**Dataset entries:**

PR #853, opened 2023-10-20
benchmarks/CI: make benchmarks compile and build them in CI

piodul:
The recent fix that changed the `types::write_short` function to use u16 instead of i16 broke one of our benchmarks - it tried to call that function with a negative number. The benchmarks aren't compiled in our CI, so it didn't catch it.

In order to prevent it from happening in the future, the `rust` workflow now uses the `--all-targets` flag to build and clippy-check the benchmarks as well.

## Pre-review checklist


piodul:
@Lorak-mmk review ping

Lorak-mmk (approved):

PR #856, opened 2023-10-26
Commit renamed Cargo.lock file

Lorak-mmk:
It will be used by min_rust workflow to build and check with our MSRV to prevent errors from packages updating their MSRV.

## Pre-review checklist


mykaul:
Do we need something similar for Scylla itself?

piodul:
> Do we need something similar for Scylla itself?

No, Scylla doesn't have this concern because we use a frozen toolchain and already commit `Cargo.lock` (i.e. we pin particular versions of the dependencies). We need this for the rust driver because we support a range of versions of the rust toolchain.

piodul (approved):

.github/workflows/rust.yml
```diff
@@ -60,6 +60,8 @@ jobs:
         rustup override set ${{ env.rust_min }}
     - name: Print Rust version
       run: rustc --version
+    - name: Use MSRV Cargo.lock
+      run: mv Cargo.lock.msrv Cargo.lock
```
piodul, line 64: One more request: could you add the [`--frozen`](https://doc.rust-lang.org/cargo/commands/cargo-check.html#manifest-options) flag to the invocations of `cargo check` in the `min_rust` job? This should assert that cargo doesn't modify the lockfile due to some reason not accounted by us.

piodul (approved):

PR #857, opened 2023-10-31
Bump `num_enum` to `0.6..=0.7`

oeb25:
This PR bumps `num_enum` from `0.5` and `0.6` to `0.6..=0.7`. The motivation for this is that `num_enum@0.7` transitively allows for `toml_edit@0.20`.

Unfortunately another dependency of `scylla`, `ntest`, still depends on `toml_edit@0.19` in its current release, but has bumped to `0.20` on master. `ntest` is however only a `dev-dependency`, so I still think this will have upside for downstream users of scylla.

**ACTION ITEM:** With both ends included, please retype exactly the lines from the line containing "Commit renamed Cargo.lock file" to the final line of the data.

**RESPONSE AREA:**
Commit renamed Cargo.lock file

Lorak-mmk:
It will be used by min_rust workflow to build and check with our MSRV to prevent errors from packages updating their MSRV.

## Pre-review checklist


mykaul:
Do we need something similar for Scylla itself?

piodul:
> Do we need something similar for Scylla itself?

No, Scylla doesn't have this concern because we use a frozen toolchain and already commit `Cargo.lock` (i.e. we pin particular versions of the dependencies). We need this for the rust driver because we support a range of versions of the rust toolchain.

piodul (approved):

.github/workflows/rust.yml
```diff
@@ -60,6 +60,8 @@ jobs:
         rustup override set ${{ env.rust_min }}
     - name: Print Rust version
       run: rustc --version
+    - name: Use MSRV Cargo.lock
+      run: mv Cargo.lock.msrv Cargo.lock
```
piodul, line 64: One more request: could you add the [`--frozen`](https://doc.rust-lang.org/cargo/commands/cargo-check.html#manifest-options) flag to the invocations of `cargo check` in the `min_rust` job? This should assert that cargo doesn't modify the lockfile due to some reason not accounted by us.

piodul (approved):

PR #857, opened 2023-10-31
Bump `num_enum` to `0.6..=0.7`

oeb25:
This PR bumps `num_enum` from `0.5` and `0.6` to `0.6..=0.7`. The motivation for this is that `num_enum@0.7` transitively allows for `toml_edit@0.20`.

Unfortunately another dependency of `scylla`, `ntest`, still depends on `toml_edit@0.19` in its current release, but has bumped to `0.20` on master. `ntest` is however only a `dev-dependency`, so I still think this will have upside for downstream users of scylla.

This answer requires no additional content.